Questa operazione su Colab è presupposta, ma negli altri casi è necessaria. Si tratta di inserire una stringa di codice di questo tipo:

from pytrends.request import TrendReq

pytrends = TrendReq(hl='en-US', tz=360)

dove tz sta per timezone. A questo punto è possibile anche dare un’occhiata alla piattaforma, per poi tornare a inserire del codice valido.

Funzioni basilari

Colaboratory permette di salvare e segnalare la revisione, sia che le informazioni vengano inviate a Google Drive, sia che vengano inviate ad un repository di GitHub.

Prima di iniziare a lavorare è buona norma controllare la voce di menu runtime per comprendere quale sezione di codice attivare, quali documenti attivare e quali no.

All’inizio questa procedura non ha un senso reale, perché avremo sicuramente a disposizione tutta la potenza dell’account a nostra disposizione, successivamente ci si renderà conto dei limiti della struttura che stiamo utilizzando.

Purtroppo infatti gli account fuori dagli Stati Uniti non possono effettuare un upgrade della propria installazione.

Importante: gennaio 2020 la versione di Python accetatta è solo la 3, non più la 2.

Interessi regionali

Per controllare quali nazioni hanno più interesse in un determinato argomento o keyword basta inserire le stringhe di codice indicate di seguito, e variare la ricerca inserendo i termini nella kw_list.

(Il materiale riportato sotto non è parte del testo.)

PR #16689, opened 2025-01-02
fixes CAMEL-21582, makes microprofiles properties loadable

JiriOndrusek:
fixes https://issues.apache.org/jira/browse/CAMEL-21582

partially reverts some changes from https://github.com/apache/camel/pull/16661/

# Description

# Target

# Tracking

### DIFF
--- a/components/camel-microprofile/camel-microprofile-config/src/main/java/org/apache/camel/component/microprofile/config/CamelMicroProfilePropertiesSource.java
+++ b/components/camel-microprofile/camel-microprofile-config/src/main/java/org/apache/camel/component/microprofile/config/CamelMicroProfilePropertiesSource.java
@@ -16,8 +16,12 @@
  */
 package org.apache.camel.component.microprofile.config;
 
-import org.apache.camel.spi.PropertiesSource;
+import java.util.Properties;
+import java.util.function.Predicate;
+
+import org.apache.camel.spi.LoadablePropertiesSource;
 import org.apache.camel.spi.annotations.JdkService;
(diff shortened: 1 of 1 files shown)


JiriOndrusek:
@davsclaus I'm not sure whether this fix is the correct one. It is quite simple, no more API interfaces are required and makes sense. On the other hand there might be possible different fixes. WDYT?

jamesnetherton:
I have an alternate working impl to set 'initial properties' on camel main.

I'm not sure if that's best way forwards though as I mentioned on Zulip:

https://camel.zulipchat.com/#narrow/channel/257302-camel-quarkus/topic/CamelMicroProfilePropertiesSource

JiriOndrusek:
Thanks for the information. I used a little bit different approach in this PR, as the properties are grabbed dynamically only when they are required. I agree that a different solution might be better.

davsclaus:
CEQ should support `camel.xxx` configuration in `application.properties` out of the box

So if this test starts failing then we should correct the mp config code.https://github.com/apache/camel-quarkus/blob/camel-main/extensions-core/core/deployment/src/test/java/org/apache/camel/quarkus/core/deployment/main/CamelAutowiredDisabledTest.java

CSB works differently as it has Spring AutoConfiguration classes that configures this "the spring way".

davsclaus (approved):

davsclaus:
@jamesnetherton I think we should merge this so CEQ works again

jamesnetherton (approved):

PR #16699, opened 2025-01-03
CAMEL-21586: Create a OpenAI Embedding Model builder acting as Java B…

zbendhiba:
…ean for a Kamelet

# Description

# Target

# Tracking

### DIFF
--- a/components/camel-kamelet/pom.xml
+++ b/components/camel-kamelet/pom.xml
@@ -44,6 +44,12 @@
             <artifactId>camel-core-model</artifactId>
         </dependency>
         <dependency>
+            <groupId>dev.langchain4j</groupId>
+            <artifactId>langchain4j-open-ai</artifactId>
+            <version>${langchain4j-version}</version>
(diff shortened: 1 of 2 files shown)


davsclaus (approved):

davsclaus (changes requested):
Oh we cannot have camel-kamelet use 3rd party JARs. This should be in some of the camel-ai JARs instead.

davsclaus:
Oh the dependency can be set to provided like some of the others. So when doing this then its okay.

zbendhiba:
Yes, we got a discussion with @oscerd 
I think we can add it like that for the first round, as some other kamelets also have these kind of dependencies. 
I can open a JIRA ticket to figure out how to better deal with these cases in some future. The JIRA can at least track the need to revise the architecture.

WDYT @oscerd @davsclaus ?

zbendhiba:
The `<scope>provided</scope>` is added to the dependency

davsclaus (approved):

PR #16700, opened 2025-01-03
CAMEL-21560: Create a HugginFace Embedding Model builder acting as Ja…

zbendhiba:
…va Bean for a Kamelet

# Description

# Target

# Tracking

### DIFF
--- a/components/camel-kamelet/pom.xml
+++ b/components/camel-kamelet/pom.xml
@@ -34,7 +34,6 @@
     <description>To call Kamelets</description>
 
     <dependencies>
-
         <dependency>
             <groupId>org.apache.camel</groupId>
             <artifactId>camel-core-reifier</artifactId>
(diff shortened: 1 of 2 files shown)


davsclaus (approved):

davsclaus:
Oh the dependency can be set to provided like some of the others. So when doing this then its okay.

components/camel-kamelet/pom.xml
```diff
@@ -34,7 +34,11 @@
     <description>To call Kamelets</description>
 
     <dependencies>
-
+        <dependency>
+            <groupId>dev.langchain4j</groupId>
+            <artifactId>langchain4j-hugging-face</artifactId>
```
oscerd, line 39: Needs to be provided

oscerd (changes requested):

components/camel-kamelet/pom.xml
zbendhiba: okay

davsclaus (approved):

PR #16718, opened 2025-01-06
CAMEL-21595: avoid an NPE if the model decides not to call any tool

orpiske:


orpiske:
Failures are unrelated.

PR #16732, opened 2025-01-07
CAMEL-21596 : Camel Qdrant:  Add similariry search feature

zbendhiba:
# Description

# Target

# Tracking


oscerd (approved):
Looks good, it would be nice if the filter could be a simple string to be transformed on the POJO while using it, that way it would be easier to use inline in the endpoint.

zbendhiba:
> Looks good, it would be nice if the filter could be a simple string to be transformed on the POJO while using it, that way it would be easier to use inline in the endpoint.

@oscerd  Sounds like a better option. However, 'filter' is many things.

Example of a JSON format filter
```
"filter": {
    "must": [
      {
        "key": "category",
        "match": { "value": "laptop" }
      },
      {
        "key": "price",
        "range": {
          "gt": null,
          "gte": null,
          "lt": null,
          "lte": 1000
        }
      }
    ]
  },
```

This is what I can think of:
- Add a simple key/value strings in case we want to use only a single match.
- Add two headers, to deal with multiple matches and numeric values: one expecting a map for the keys/values, and one expecting a range for the values that are numeric.

WDYT ?

oscerd:
> > Looks good, it would be nice if the filter could be a simple string to be transformed on the POJO while using it, that way it would be easier to use inline in the endpoint.
> 
> @oscerd Sounds like a better option. However, 'filter' is many things.
> 
> Example of a JSON format filter
> 
> ```
> "filter": {
>     "must": [
>       {
>         "key": "category",
>         "match": { "value": "laptop" }
>       },
>       {
>         "key": "price",
>         "range": {
>           "gt": null,
>           "gte": null,
>           "lt": null,
>           "lte": 1000
>         }
>       }
>     ]
>   },
> ```
> 
> This is what I can think of:
> 
> * Add a simple key/value strings in case we want to use only a single match.
> * Add two headers, to deal with multiple matches and numeric values: one expecting a map for the keys/values, and one expecting a range for the values that are numeric.
> 
> WDYT ?

Probably it makes less sense, it's too complex to inline in the endpoint. Better to stick with the POJO. Thanks.

orpiske (approved):

davsclaus (approved):

PR #16820, opened 2025-01-15
CAMEL-21614: camel-core - Prevent cache change miss on queue swap - 4.8

essobedo:
Fix for https://issues.apache.org/jira/browse/CAMEL-21614 (4.8)

## Motivation

In some specific use cases, the eviction of the entries never ends

## Modifications:

* Improve the way to swap the queue of change to avoid the race condition that could cause cache changes miss by leveraging a `ReadWriteLock` to only prevent change additions during the swap


oscerd (approved):

oscerd:
Don't worry about the failure. It's because it must be rebuilt with the new SNAPSHOT version.

essobedo:
I know, I'm currently doing the Regen on the branch, thx anyway for the info

essobedo:
Regen done, it should be good now

PR #16826, opened 2025-01-15
[CAMEL-18276] : azure-service-bus component support for session enabled entities

Pulin412:
# Description

Session support for azure-service-bus component. Existing component is updated to handle both non-session (existing functionality) and session based entities.

New properties are added - 

- `sessionId` - For `producer`, sessionId is required to send with message while publishing message for session based entities.
- `sessionEnabled` - For `consumer`, boolean flag to let the consumer create Session aware clients to consume messages from session aware entities.

JIRA Issue - https://issues.apache.org/jira/browse/CAMEL-18276

# Target

# Tracking


davsclaus:
I wonder if `sessionEnabled` should be an option on component level, so you can configure this once if you always want to use this. And if so you are welcome to work on that for another PR

dylanpiergies:
Seems OK to me. I've double checked the integration tests are passing, since they don't run during builds. All good. Aside from that, I haven't really delved into the nuts and bolts of the session functionality with Service Bus. I'd have to spend some time looking through the Azure documentation to see if there are any additions that need to be made for full-featured session support.

PR #16848, opened 2025-01-17
CAMEL-20199: Remove synchronized blocks from components T to Z

essobedo:

## Motivation

## Modifications:

* Replace mutex with locks
* Use locks instead of synchronized blocks
* Leverage ConcurrentMap methods to get rid of synchronized blocks


oscerd (approved):

davsclaus (approved):

davsclaus:
The build error is a know flake on java 21

org.apache.camel.component.mllp.MllpTcpServerConsumerOptionalEndOfDataWithValidationTest.testMessageWithoutEndOfDataByte

essobedo:
> The build error is a know flake on java 21
> 
> org.apache.camel.component.mllp.MllpTcpServerConsumerOptionalEndOfDataWithValidationTest.testMessageWithoutEndOfDataByte

If I revert my changes on the affected class the tests pass so it looks like there is a regression due to my changes so for now,  I prefer to revert my changes

PR #16851, opened 2025-01-17
Log container to STDOUT + List and Stop running services

Croway:
- Use ~/.camel to handle running infra service processes, the infra process start with infra- and have the following structure infra-{serviceName}-{pid}.log
- Add camel-test-infra-common to camel-jbang-core, this will add testcontainer as a dependency, @davsclaus is it doable? otherwise, I'll refactor the code to use reflection heavily. If you do not see an issue having testcontainer as dependency in camel-jbang-core, I'd move CamelLogConsumer into camel-jbang-core
- By default the log file will contain the container log, I added a flag --log that output the log to the stdout.
- Added a stop command, can be used like `camel infra stop minio` that will delete the file and kill the process (@davsclaus I used a slightly different approach compared to StopProcess).
- Added a --running parameter to the list command that shows only the running services

```
$ camel infra run minio
Starting service minio
{
  "accessKey" : "testAccessKey",
  "host" : "localhost",
  "port" : 32835,
  "secretKey" : "testSecretKey"
}
Press any key to stop the execution

$ camel infra list --running
 ALIAS             IMPLEMENTATION  DESCRIPTION
 minio                             MinIO Object Storage, S3 compatible
 
$ camel infra stop minio
Shutting down service minio (PID: 28844)
```

I'd remove the log `Press any key to stop the execution` since infra stop is implemented, wdyt?


oscerd (approved):

davsclaus:
Maybe use `ps` or `get` as we do for camel

```
camel infra ps
```

Show just some basic information

```
camel infra get
```

Should more details

Then its the same as for camel run

dsl/camel-jbang/camel-jbang-core/src/main/java/org/apache/camel/dsl/jbang/core/commands/infra/InfraStop.java
```diff
@@ -0,0 +1,63 @@
...
+        for (File pidFile : CommandLineHelper.getCamelDir().listFiles(
+                (dir, name) -> name.startsWith("infra-" + serviceToStop))) {
+
+            String name = pidFile.getName();
+            String pid = name.substring(name.lastIndexOf("-") + 1, name.lastIndexOf('.'));
+
+            printer().println("Shutting down service " + serviceToStop + " (PID: " + pid + ")");
+            FileUtil.deleteFile(pidFile);
+
+            ProcessHandle.of(Long.valueOf(pid)).ifPresent(ph -> ph.destroyForcibly());
```
davsclaus, line 52: Does this give test container time to stop the service cleanly, as if you destroy the pid by force then would that not be something like kill -9 ?

dsl/camel-jbang/camel-jbang-core/pom.xml
```diff
@@ -151,6 +151,12 @@
             <artifactId>plexus-xml</artifactId>
         </dependency>
 
+        <dependency>
```
davsclaus, line 154: Yeah we need to not have this dependency. 

You can dynamic download this JAR via that camel maven thing, and we can maybe try set its scope = provided so camel run will not use it normally. And then you can still compile and use its API just that you have downloaded the JAR first. 

Otherwise we can also move the command to its own camel jbnag plugin then the dependency can be there (just k8s has kube client JAR etc). But then users need to install this plugin first before they can use it.

dsl/camel-jbang/camel-jbang-core/src/main/java/org/apache/camel/dsl/jbang/core/commands/infra/InfraRun.java
```diff
@@ -150,14 +137,43 @@ private void run(String testService, String testServiceImplementation) throws Ex
...
-            actualService.getClass().getMethod("shutdown").invoke(actualService);
-            sc.close();
+        while (!sc.hasNext()) {
         }
+
+        ((InfrastructureService) actualService).shutdown();
+        sc.close();
+    }
+
+    private static @NotNull DependencyDownloaderClassLoader getDependencyDownloaderClassLoader(
```
orpiske, line 161: Just a heads up that there is a `@NotNull` annotation here (IntelliJ keeps adding those from time to time).

oscerd (approved):

dsl/camel-jbang/camel-jbang-core/src/main/java/org/apache/camel/dsl/jbang/core/commands/infra/InfraRun.java
Croway: thanks, I removed that

dsl/camel-jbang/camel-jbang-core/pom.xml
Croway: I removed the dependency, it is still possible to run everything as expected via reflection (thanks to the jar download), I'll add some smoke tests for the reflection part.

dsl/camel-jbang/camel-jbang-core/src/main/java/org/apache/camel/dsl/jbang/core/commands/infra/InfraStop.java
Croway: Yeah, Forcibly is too much, I used ph.destroy() instead and I didn't find any issue, luckily, testcontainers, handles well the kill of the main process, I think that the sidecar image ryuk takes care of it.

Croway:
> Maybe use `ps` or `get` as we do for camel
> 
> ```
> camel infra ps
> ```
> 
> Show just some basic information
> 
> ```
> camel infra get
> ```
> 
> Should more details
> 
> Then its the same as for camel run

Thanks a lot for the input, I added
```
$ camel infra ps

 ALIAS             IMPLEMENTATION  DESCRIPTION
 arangodb                          ArangoDB is a multi-model database for high-performance applications.
```
that prints the running services, and

```
$ camel infra get arangodb

{
  "getHost" : "localhost",
  "getPort" : 8529,
  "getServiceAddress" : "localhost:8529"
}
```
that displays the information of the running service.

I was thinking about adding a --log to the `camel infra get` that simply tails the containers log dumped into ~/.camel/infra-arangodb-1111.log, wdyt? would it make sense?

davsclaus:
yeah a `camel infra log` would be good. If only 1 service is running it can log that, if there are 2+ then it can maybe fail, or log both of them together. You can then do `camel infra log arangodb` to only log this if you have 2+ services.

Croway:
> yeah a `camel infra log` would be good. If only 1 service is running it can log that, if there are 2+ then it can maybe fail, or log both of them together. You can then do `camel infra log arangodb` to only log this if you have 2+ services.

Thanks a lot for the input, I added the command `camel infra log`, as per documentation, if no service is provided, all the services log will be displayed and tailed in the same CLI in a "docker-compose" fashion
```[service1] ...
[service2] ...
```

otherwise, `camel infra log service` will log only the service.

In case of stop or deletion of the .log file in the .camel folder, the command will stop automatically

davsclaus (approved):

davsclaus:
LGTM

orpiske (approved):

PR #23796, opened 2026-06-05
CAMEL-23686: Replace ConcurrentHashMap with FlatMap for exchange properties

gnodet:

## Summary

- Replace `ConcurrentHashMap` with `FlatMap` (flat `Object[]` array) for exchange properties
- Make properties lazy in `DefaultPooledExchange` (was eagerly created in all constructors)

## Why ConcurrentHashMap is not needed

The `ConcurrentHashMap` was introduced in [CAMEL-715](https://issues.apache.org/jira/browse/CAMEL-715) (2008) to fix a `ConcurrentModificationException` in the old `thread()` DSL where one thread modified properties while another iterated them.

The test that reproduced the issue (`Camel715ThreadProcessorTest`) even says in its javadoc:
> *"An old unit test from CAMEL-715 which reproduced a problem which we don't have anymore in Camel threads EIP and the routing engine."*

The modern routing engine ensures single-threaded access per exchange. Message headers (`CaseInsensitiveMap`) are already explicitly documented as not thread-safe. Exchange properties don't need stronger guarantees.

## FlatMap design

A `Map<String, Object>` backed by a flat `Object[]` with alternating `{key, value, key, value, ...}` pairs:
- For ≤8 entries: faster than HashMap (linear scan beats hash + pointer chasing, single cache line)
- Zero per-entry object overhead (no `Node` objects)
- Default capacity: 4 entries (one `Object[8]` array = ~48 bytes vs ConcurrentHashMap's ~200+ bytes)
- Grows the array on demand for rare cases with many properties

## Benchmark expectations

- Typical exchange has 2-5 user properties (timer sets 4: COUNTER, NAME, PERIOD, FIRED_TIME)
- 325K `ConcurrentHashMap` instances at 64 bytes each = 20 MB → replaced by `FlatMap` at ~48 bytes = ~15 MB
- Pooled exchanges that never use properties: 0 bytes (was 200+ bytes from eager `ConcurrentHashMap`)

## Test plan

- [x] 7,127 camel-core tests pass (0 failures)
- [x] 370 exchange/property-related tests pass

### DIFF
--- a/core/camel-support/src/main/java/org/apache/camel/support/AbstractExchange.java
+++ b/core/camel-support/src/main/java/org/apache/camel/support/AbstractExchange.java
@@ -22,7 +22,6 @@ import java.util.HashMap;
 import java.util.List;
 import java.util.Map;
 import java.util.Set;
-import java.util.concurrent.ConcurrentHashMap;
 import java.util.concurrent.CopyOnWriteArrayList;
 
 import org.apache.camel.AsyncCallback;
@@ -285,7 +284,7 @@ abstract class AbstractExchange implements Exchange, ExchangeExtension {
         } else if (value != null) {
             // avoid the NullPointException
             if (properties == null) {
-                this.properties = new ConcurrentHashMap<>(8);
+                this.properties = new FlatMap<>(4);
             }
             properties.put(name, value);
         } else if (properties != null) {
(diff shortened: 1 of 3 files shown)


davsclaus (approved):
Well-designed optimization for the common case of small exchange property maps. `FlatMap` with alternating key/value pairs in a flat `Object[]` beats `ConcurrentHashMap` for the typical 2-5 property case via cache locality and zero per-entry overhead. The thread-safety justification is sound — `ConcurrentHashMap` dates from CAMEL-715 (2008) and the modern routing engine ensures single-threaded access. Lazy properties in `DefaultPooledExchange` saves ~200 bytes per pooled exchange. Iterator remove correctly handles the swap-with-last pattern.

pytrend.build_payload(kw_list=['SEO'])
# Interest by Region
df = pytrend.interest_by_region()
df.head(10)

Per modificare il numero di risultati visibili, basta cambiare il valore presente dentro il codice df.head(10).

Per visualizzare le informazioni con una rappresentazione grafica basta aggiungere la stringa:

df.reset_index().plot(x='geoName', y='keywords', figsize=(120, 10), kind ='bar') 

Trends giornalieri

# Get Google Hot Trends data
df = pytrend.trending_searches(pn='united_states')
df.head()

In evidenza

# Get Google Top Charts
df = pytrend.top_charts(2019, hl='en-US', tz=300, geo='GLOBAL')
df.head()

Google Keyword Suggestions

Si tratta forse dell’opzione più apprezzata a livello SEO ed è indipendente dalle precedenti. E’ infatti possibile aggiungere i risultati

# Get Google Keyword Suggestions
keywords = pytrend.suggestions(keyword='SEO')
df = pd.DataFrame(keywords)
df.drop(columns= 'mid')   # This column makes no sense

Queries correlate

pytrend.build_payload(kw_list=['SEO'])
# Related Queries, returns a dictionary of dataframes related_queries = pytrend.related_queries() related_queries.values()

ma è anche possibile selezionate i topics correlati, invece delle queries (o entrambe):

# Related Topics, returns a dictionary of dataframes
related_topic = pytrend.related_topics()
related_topic.values()

Scaricare le informazioni

Ci sono diverse opzioni di download, la più semplice delle quali è il download del file di Colab, che viene salvato su Google Drive.

In modo altrettanto semplice si possono salvare le informazioni su GitHub o GitHub Gist, oppure salvarli in formato .py o .ipynb.

Tutte queste opzioni sono attivabili dal menu File.

Nel caso in cui si voglia invece salvare in file .csv bisogna utilizzare del codice, tipo:

df = pytrends.trend(payload, return_type='dataframe')
df.to_csv(<YOUR_FILEPATH>)

Il cui funzionamento risulta più chiaro leggendo la wiki di Pandas sull’esportazione in CSV.